Amid ongoing calls to Bank of Israel Governor Stanley Fischer from local business to continue cutting interest rates in an effort to stop the surging shekel, Morgan Stanley questioned the "wisdom" of such a strategy.
"While the shekel's strength and deflationary readings tempt to experiment with lower interest rates, navigating through an uncharted monetary territory requires extra caution as well as a comforting cushion for financial markets," Morgan Stanley economic analyst Serhan Cevik wrote in a note to clients this week. "To be frank, even though fundamental gains in the Israeli economy and accommodating undercurrents in the global financial system would allow for further easing of the monetary policy stance, we may well be approaching a critical risk-reward threshold and facing the risk of higher inflation in the future."

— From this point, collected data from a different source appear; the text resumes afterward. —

PR #14993, opened 2025-10-23
[FIX] Payroll: Updated image with real email address

larm-odoo:
In the current version of the US Localization payroll configuration doc, the email address visible on the employee form is a REAL email address used for test databases, and needs to be changed with a fake email.

Original [task card](https://www.odoo.com/odoo/project/3835/tasks/5193782) for this PR.


larm-odoo:
Hi @Felicious - this is a no-point PR just to update an image. I did not realize I left my REAL email address in the contact! It was just my test email for testing databases, but still! The fake email was in the personal tab below, which is why I did not realize I left it in the above image.

Felicious:
@robodoo r+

Over the past six months, the central bank has cut interest rates 1.75 percentage points to 3.75 percent. Its decision on rates for June will be released May 28.
"The Bank of Israel could continue cutting interest rates, as expected, to weaken the shekel and thereby create inflation. However, we beg to differ on the wisdom of such a strategy that has so far failed to deliver its promise," Cevik said.
First, he noted that the reasons behind the shekel's appreciation are not very sensitive, at least in the short run, to interest rates. Second, and more importantly he said, the economy is growing at an above-trend pace, creating real inflation pressures, so there is no fundamental reason for more rate cuts.
The shekel, which reached an eight-and-a-half year high of 3.9210 earlier this month, was at 3.9675 late Wednesday.